### Records shown
PR #96, opened 2025-02-05
gstreamer: oggdemux: fix racy decode error

calvaris:


calvaris:
I added @philn 's patch to the SDK to ensure tests at bug https://bugs.webkit.org/show_bug.cgi?id=284370 pass.

calvaris:
There's already #97 , so this is wrong and makes no sense.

### Task description
All of the records must be retyped exactly as they are.

### Response box
PR #96, opened 2025-02-05
gstreamer: oggdemux: fix racy decode error

calvaris:


calvaris:
I added @philn 's patch to the SDK to ensure tests at bug https://bugs.webkit.org/show_bug.cgi?id=284370 pass.

calvaris:
There's already #97 , so this is wrong and makes no sense.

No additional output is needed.